++++ Stored data

PR #240, opened 2021-03-19
fix(core) Root hierarchy should have proper inheritance (v2)

jeromesimeon:
### Changes

A variant of #237 where assets are always identified. I'm quite confused by the number of test fixes, wondering why those weren't failures before.


jeromesimeon:
Reason for test failure is this "bug" https://github.com/accordproject/concerto/issues/241

PR #265, opened 2021-04-16
chore(deps): Upgrade dependencies. Node 12+ only

mttrbrts:
This PR upgrades the majority of the node dependencies for each of the packages to the latest available version.

This is a *BREAKING CHANGE*. 

## Flags
- This change means that Concerto is now only supported on Node 12 and above (Node 10 goes EOL at the end of the month, https://nodejs.org/en/about/releases/).
- This addresses a couple of security issues in dependencies (that also get propagated throughout the AP stack).
- There are a few noteable exceptions to the upgrade:
  - `uuid`, the next major version of `uuid` switches to ES Modules which we are not able to mock in our tests
  - `acorn`, the plugin framework has been completely rewritten in the latest releases, and I don't understand the context enough to upgrade it right now.


jeromesimeon (approved):
nice!

PR #727, opened 2023-10-09
feat(map): allows ENABLE_MAP_TYPE env var to be set via ModelManager constructor

Jonathan-Casey:
### Description

This change allows clients to set the `ENABLE_MAP_TYPE` environment variable via the `ModelManagers` options.  Clients can add any environment variable they wish to the options, but only `ENABLE_MAP_TYPE` will ever be set, if it is configured. This eliminates the possibility that Concerto is used as an attack vector under certain scenarios.

**This change is temporary and will be removed on full release of Map Type.**

### Usage

```
const options = { flags : {'ENABLE_MAP_TYPE': 'true'} }; // add the env var to options
modelManager = new ModelManager(options);
```

### DIFF
--- a/packages/concerto-core/lib/basemodelmanager.js
+++ b/packages/concerto-core/lib/basemodelmanager.js
@@ -93,6 +93,16 @@ class BaseModelManager {
         this.options = options;
         this.addRootModel();
 
+        // TODO remove on full release of Map Type.
+        // Temporarily allow for ENABLE_MAP_TYPE environment variable to be set from options.
+        if (options?.flags) {
+            for (const [key, value] of Object.entries(options.flags)) {
+                if(key === 'ENABLE_MAP_TYPE') {
+                    process.env[key] = value;
+                }
+            }
+        }
+
         // Cache a copy of the Metamodel ModelFile for use when validating the structure of ModelFiles later.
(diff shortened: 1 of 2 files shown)


packages/concerto-core/lib/basemodelmanager.js
```diff
@@ -93,6 +93,16 @@ class BaseModelManager {
         this.options = options;
         this.addRootModel();
 
+        // TODO remove on full release of Map Type.
+        // Temporarily allow for ENABLE_MAP_TYPE environment variable to be set from options.
+        if (options?.flags) {
+            for (const [key, value] of Object.entries(options.flags)) {
+                if(key === 'ENABLE_MAP_TYPE') {
+                    process.env[key] = value;
```
mttrbrts, line 101: Why can't a client application do this?

Jonathan-Casey: Some issues with Webpack from internal customer at DocuSign...

dselman: I don't think this will work once the code is web packed by Babel. I think the code that is reading process.env.ENABLE_MAP_TYPE will have to be updated to reference an options object in the ModelManager to allow this value to be set dynamically by web clients.

Jonathan-Casey: @dselman Matts concern is similar. I'll add a property based flag on the model manager to work around the issue.

PR #728, opened 2023-10-09
feat(map): add property based flag

Jonathan-Casey:
### Description

Add property based flag to `ModelManager` options as an alternative to setting process.env `ENABLE_MAP_TYPE='true`. 

**This change is temporary and will be removed on full release of Map Type.**

### Usage
`modelManager = new ModelManager({enableMapType: true});
`

### DIFF
--- a/packages/concerto-core/test/introspect/mapdeclaration.js
+++ b/packages/concerto-core/test/introspect/mapdeclaration.js
@@ -100,7 +100,7 @@ describe('MapDeclaration', () => {
             }
         });
 
-        it('should not throw if Map Type not enabled in ModelManager options', () => {
+        it('should not throw if Map Type is enabled in ModelManager options', () => {
             const mm = new ModelManager({enableMapType: true});
             Util.addComposerModel(mm);
             const introspectUtils = new IntrospectUtils(mm);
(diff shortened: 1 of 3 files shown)


packages/concerto-core/test/introspect/mapdeclaration.js
```diff
@@ -84,11 +84,29 @@ describe('MapDeclaration', () => {
...
+            Util.addComposerModel(mm);
+            const introspectUtils = new IntrospectUtils(mm);
+            try {
+                introspectUtils.loadLastDeclaration('test/data/parser/mapdeclaration/mapdeclaration.goodkey.primitive.datetime.cto', MapDeclaration);
+            } catch (error) {
+                expect(error.message).to.equal('MapType feature is not enabled. Please set the environment variable "ENABLE_MAP_TYPE=true", or add {enableMapType: true} to the ModelManger options, to access this functionality.');
+            }
+        });
+
+        it('should not throw if Map Type not enabled in ModelManager options', () => {
```
DianaLease, line 103: 'should not throw if Map Type ~not~ _is_ enabled in ModelManager options'

DianaLease (changes requested):
typo in test description. otherwise looks good!

packages/concerto-core/test/introspect/mapdeclaration.js
Jonathan-Casey: Thanks for spotting @DianaLease, typo is corrected.

DianaLease (approved):

PR #730, opened 2023-10-10
feat(analyser): add config builder to extend the analyser config

### LINKED ISSUE #720: Provide an API to extend the default rules of the analyser
# Feature Request 🛍️

When creating a `Compare` object, we can provide an `extend` method where we can just extend the `defaultCompareConfig`. Currently `defaultCompareConfig` is not a module level export, so in order to extend it we would need to import it from `@accordproject/concerto-analysis/dist/compare-config`.
## Use Case

`Compare` already allows to use custom configuration, so this would provide better ergonomics for when the user wants to use the default config as is but also wants to add few more rules.

## Context

I had to this exact thing in the work we are doing at DocuSign where we wanted to make the config more strict than the default, but also use the default config.

ekarademir:
# Closes #720 

Adds a builder to create a `CompareConfig` that can be used for creating `Compare` class.
### Changes

- Add a `CompareConfigBuilder` class that starts from an empty configuration and able to build up configuration as we go.
- As a final step user can call the `build` method to get the resulting configuration.

### Author Checklist

### DIFF
--- a/packages/concerto-analysis/src/compare-config.ts
+++ b/packages/concerto-analysis/src/compare-config.ts
@@ -16,55 +16,133 @@ import { ComparerFactory } from './comparer';
 import { comparerFactories } from './comparers';
 
 export enum CompareResult {
-    NONE,
-    PATCH,
-    MINOR,
-    MAJOR,
-    ERROR,
+  NONE,
+  PATCH,
+  MINOR,
+  MAJOR,
+  ERROR,
 }
 
 export function compareResultToString(result: CompareResult) {
-    switch (result) {
+  switch (result) {
     case CompareResult.NONE:
-        return 'none';
+      return 'none';
     case CompareResult.PATCH:
-        return 'patch';
+      return 'patch';
     case CompareResult.MINOR:
-        return 'minor';
+      return 'minor';
     case CompareResult.MAJOR:
-        return 'major';
+      return 'major';
     case CompareResult.ERROR:
-        return 'error';
-    }
+      return 'error';
+  }
 }
 
 export type CompareConfig = {
-    comparerFactories: ComparerFactory[];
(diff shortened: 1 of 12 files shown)


packages/concerto-analysis/src/compare-config.ts
```diff
@@ -63,8 +63,95 @@ export const defaultCompareConfig: CompareConfig = {
...
+    rules: {},
+};
+
+export class CompareConfigBuilder {
+    /**
+     * A utility to build CompareConfig to be used in Compare class.
+     * A new compare config can be edited with provided functions and finally
+     * resulting config can be used by calling `build`.
+     *
+     * By default, it starts with an emoty configuration.
```
mttrbrts, line 83:
```suggestion
     * By default, it starts with an empty configuration.
```

packages/concerto-analysis/src/compare-config.ts
```diff
@@ -63,8 +63,95 @@ export const defaultCompareConfig: CompareConfig = {
...
+    public build(): CompareConfig {
+        return {
+            comparerFactories: [...this._config.comparerFactories],
+            rules: { ...this._config.rules },
+        };
+    }
+
+    /**
+      * Adds default comparer configuration onto the configuration
+      * baing built.
```
mttrbrts, line 102:
```suggestion
      * being built.
```

ekarademir:
> Do you understand why we have the linting/whitespace changes? Is there a build step that we should be automating, or are these changes made by your editor's configuration?

What generated those differences was to run the `lint` command within the package with `--fix` option with auto formatting turned off. We can definitely add an automated step. I can look into that.

Jonathan-Casey (approved):

PR #739, opened 2023-10-19
feat(map): Support Map Key Type Imports

Jonathan-Casey:
### Description

Adds logic to support declaration of Map Key Type as an Imported Type. Additional test cases also added.

### Author Checklist

### DIFF
--- a/packages/concerto-core/lib/modelutil.js
+++ b/packages/concerto-core/lib/modelutil.js
@@ -19,6 +19,13 @@ const { MetaModelUtil } = require('@accordproject/concerto-metamodel');
 const semver = require('semver');
 const Globalize = require('./globalize');
 
+// Types needed for TypeScript generation.
+/* eslint-disable no-unused-vars */
+/* istanbul ignore next */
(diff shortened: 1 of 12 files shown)


mttrbrts (approved):

packages/concerto-core/lib/modelutil.js
```diff
@@ -331,6 +338,21 @@ class ModelUtil {
             `${MetaModelNamespace}.ObjectMapValueType`
         ].includes(value.$class);
     }
+
+    /**
+     * Returns the corresponding ClassDeclaration representation of the Map Type
```
dselman, line 343: Typo in the jsdoc - this is not map specific. 

Not sure we need this function. ModelFile.getType takes a short type name and returns the FQN, taking care of primitives and imported types.

So, this could be:

```
// decl will be null for primitive types ...

const decl = !ModelUtil.isPrimitiveType((shortName) ? modelFile.getModelManager().getType(modelFile.getType(shortName)) : null;
```

PR #742, opened 2023-10-20
feat(*): use modelfile get type

Jonathan-Casey:
### Descrition

Gets the type from the ModelFile, removes the utility function.

### Author Checklist


packages/concerto-core/lib/introspect/mapvaluetype.js
```diff
@@ -69,7 +69,8 @@ class MapValueType extends Decorated {
      */
     validate() {
         if (!ModelUtil.isPrimitiveType(this.type)) {
-            const decl = ModelUtil.getTypeDeclaration(this.ast.type.name, this.modelFile);
+
+            const decl = this.modelFile.getType(this.ast.type.name);
 
             // All declarations, with the exception of MapDeclarations, are valid Values.
```
dselman, line 75: Have we got a test for enums and scalars as values?

dselman (commented):
Also spotted, this:

```
    static isValidMapKeyScalar(decl) {
        return (decl?.isScalarDeclaration?.() &&
        (decl?.ast.$class !== `${MetaModelNamespace}.StringScalar`  ||
        decl?.ast.$class !== `${MetaModelNamespace}.DateTimeScalar`));
    }
```

It's a stylistic / defensive programming thing, but this function will return true if you pass null/undefined or a random object to it, which seems odd given its name and role. 

Generally the check for "is this thing a scalar" should be performed by the caller of this function, and then this function could throw an exception if you give it anything that is not a scalar (exceptional behaviour, because the caller should have read the jsdoc and checked they were passing in the correct args). The function can then return false for valid scalars, but that cannot be used as keys.

The proliferation of the untyped `.?` is to be avoided when possible - they will all have to be removed if/when we move to Typescript, for example, which will enforce type safety.

packages/concerto-core/lib/introspect/mapvaluetype.js
Jonathan-Casey: For Map Key [yes](https://github.com/accordproject/concerto/blob/9ff9b0c48a5d7944103e2882d3a5022d4cdbf464/packages/concerto-core/test/introspect/mapdeclaration.js#L167). Coverage for imported Scalars as Values I've just added..

Jonathan-Casey: We don't support Enums as Map types (yet).

PR #664, opened 2023-07-05
feat(vocabulary) : support multiple terms per concept/property

dselman:
# Closes #645 

### Changes
- <ONE>
- <TWO>

### Flags

- <ONE>
- <TWO>

### Related Issues
- Issue #<NUMBER>
- Pull Request #<NUMBER>

### Author Checklist
- [ ] Ensure you provide a [DCO sign-off](https://github.com/probot/dco#how-it-works) for your commits using the `--signoff` option of git commit.
- [ ] Vital features and changes captured in unit and/or integration tests
- [ ] Commits messages follow [AP format](https://github.com/accordproject/techdocs/blob/master/DEVELOPERS.md#commit-message-format)
- [ ] Extend the documentation, if necessary
- [ ] Merging to `main` from `fork:branchname`

PR #754, opened 2023-11-06
feat(core):added extract decorator method

### LINKED ISSUE #753: feat: Extract the vocabulary set and decorator command set from a model manager
# Feature Request 🛍️
Extract the vocabulary set and decorator command set from a model manager

## Possible Solution
Extend the decorator manager to support the extractDecorator method

## Detailed Description
`decoratorManager`shall expose `extractDecorators`  that take two options i.e. whether to remove decorators from source model and locale for vocabs, along with a ModelManager.
It returns:

- modelManager with models without decorators(depeneding on the option passed)
- List of json dcms strings
- List of vocab strings

muskanbararia:
# Closes #753
Extend DecoratorManager to support extraction of vocab and decorators from a modelManager.

### Changes
- Exposes a new `extractDecorator` method from decoratorManager.

### Author Checklist


packages/concerto-core/lib/decoratormanager.js
```diff
@@ -252,6 +252,186 @@ class DecoratorManager {
...
+    /**
+    * Adds a key-value pair to a dictionary (object) if the key exists,
+    * or creates a new key with the provided value.
+    *
+    * @param {Object} dictionary - The dictionary (object) to which to add the key-value pair.
+    * @param {string} key - The key to add or update.
+    * @param {any} value - The value to add or update.
+    * @param {string} declaration - The target decl.
+    * @param {string} property The target property.
+    */
```
mttrbrts, line 264:
```suggestion
    * @private
    */
```

I don't believe that this should be publically addressable?

packages/concerto-core/lib/decoratormanager.js
```diff
@@ -252,6 +252,186 @@ class DecoratorManager {
...
+        });
+        return data;
+    }
+    /**
+     * Parses the dict data into an array of decorator jsons
+     * @param {Object} decoratorDict the input dict
+     * @param {String} locale locale for target vocab
+     * @returns {Array<Object>} the parsed decorator command set array
+     */
+    static parseVocabs(decoratorDict,locale){
```
mttrbrts, line 372:
```suggestion
    static parseVocabularies(decoratorDict,locale){
```

The pattern in this repo is to avoid abbreviations in function names

packages/concerto-core/lib/decoratormanager.js
```diff
@@ -474,6 +654,38 @@ class DecoratorManager {
...
+    /**
+    * Process decorators for a given set of decorators.
+    * @param {string} namespace - The namespace to associate with the decorators.
+    * @param {Array<string>} decorators - The array of decorators to process.
+    * @param {Object} decoratorDict - The decorator dictionary to store the decorators.
+    * @param {boolean} shouldRemoveDecorators - A flag to indicate whether decorators hould be removed.
+    * @param {string} decl - declaration on which decorator has been applied
+    * @param {string} property - property on which decorator has been applied
+    */
+    static processDecorators(namespace, decorators, decoratorDict, shouldRemoveDecorators,decl,property) {
```
mttrbrts, line 681: Is there another name that's more descriptive for this function? `process` doesn't tell me anything about what this function does unfortunately.

I also think that this should have a `@private` annotation in the JSDoc (this will hide it from the api.txt file and TypeScript definitions file).

packages/concerto-core/lib/decoratormanager.js
```diff
@@ -474,6 +654,38 @@ class DecoratorManager {
...
         }
     }
+    /**
+     * extracts a Command from a ClassDeclaration or its properties, as required.
+     * @param {String} namespace the namespace for the declaration
+     * @param {*} declaration the class declaration
+     * @param {Object} decoratorDict the dictionary with extracted decorators
+     * @param {boolean} shouldRemoveDecorators whether to remove decorators from base model
+     */
+    static extractDecoratorFromModel(namespace, declaration, decoratorDict, shouldRemoveDecorators) {
```
mttrbrts, line 664: This function appears to have side-effects:
1. To modify the declaration
2. To update the decoratorDict

Is there a way to make this more functional?

packages/concerto-core/test/decoratormanager.js
```diff
@@ -470,4 +470,32 @@ describe('DecoratorManager', () => {
...
+        it('should be able to extract decorators and vocabs from a model', async function() {
+            const testModelManager = new ModelManager({strict:true});
+            const modelText = fs.readFileSync('./test/data/decoratorcommands/test-decorated-model.cto', 'utf-8');
+            testModelManager.addCTOModel(modelText, 'test.cto');
+            const options = {
+                removeDecoratorsFromModel:true,
+                locale:'en'
+            };
+            let resp = DecoratorManager.extractDecorators( testModelManager, options);
+            resp.should.not.be.null;
```
mttrbrts, line 484: Can we be more precise about what the response should be, please?

packages/concerto-core/test/decoratormanager.js
```diff
@@ -470,4 +470,32 @@ describe('DecoratorManager', () => {
...
     });
-});
+
+    describe('#extractDecorators', function() {
+        it('should be able to extract decorators and vocabs from a model', async function() {
+            const testModelManager = new ModelManager({strict:true});
+            const modelText = fs.readFileSync('./test/data/decoratorcommands/test-decorated-model.cto', 'utf-8');
+            testModelManager.addCTOModel(modelText, 'test.cto');
+            const options = {
+                removeDecoratorsFromModel:true,
```
mttrbrts, line 480: Do we also need a variant with this parameter undefined / set to false?

packages/concerto-core/lib/decoratormanager.js
```diff
@@ -252,6 +252,186 @@ class DecoratorManager {
...
+            jsonData.forEach((obj)=>{
+                // check if obj.decl already in dictVoc
+                if (!dictVoc[obj.declaration]){
+                    dictVoc[obj.declaration]={
+                        propertyVocabs:{}
+                    };
+                }
+                let decos=JSON.parse(obj.dcs);
+                decos.forEach((dcs)=>{
+                    if (dcs.name==='Term' || dcs.name==='Term_description'){
```
mttrbrts, line 390: If I understand correctly, this function should handle any decorator that has the prefix `Term_`, right? For example, I should also be able to extract `Term_tooltip` or `Term_myCustomLabel` etc.

packages/concerto-core/test/decoratormanager.js
mttrbrts: You could also confirm that the response is a valid decorator set? Furthermore, I assume that extracting/removing decorators and then reapplying them should be an identity operation?

mttrbrts (commented):
Thanks Muskan, in this pass I've mostly focussed on functional design and naming.

packages/concerto-core/lib/decoratormanager.js
```diff
@@ -252,6 +252,186 @@ class DecoratorManager {
...
+            vocabularies:vocab
+        };
+    }
+
+    /**
+     * Parses the dict data into an array of decorator jsons
+     * @param {Object} decoratorDict the input dict
+     * @returns {Array<Object>} the parsed decorator command set array
+     */
+    static parseDecorators(decoratorDict){
```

++++++++

Output only the lines from the top of the entries through the one holding "- This change", copied exactly.

PR #240, opened 2021-03-19
fix(core) Root hierarchy should have proper inheritance (v2)

jeromesimeon:
### Changes

A variant of #237 where assets are always identified. I'm quite confused by the number of test fixes, wondering why those weren't failures before.


jeromesimeon:
Reason for test failure is this "bug" https://github.com/accordproject/concerto/issues/241

PR #265, opened 2021-04-16
chore(deps): Upgrade dependencies. Node 12+ only

mttrbrts:
This PR upgrades the majority of the node dependencies for each of the packages to the latest available version.

This is a *BREAKING CHANGE*. 

## Flags
- This change means that Concerto is now only supported on Node 12 and above (Node 10 goes EOL at the end of the month, https://nodejs.org/en/about/releases/).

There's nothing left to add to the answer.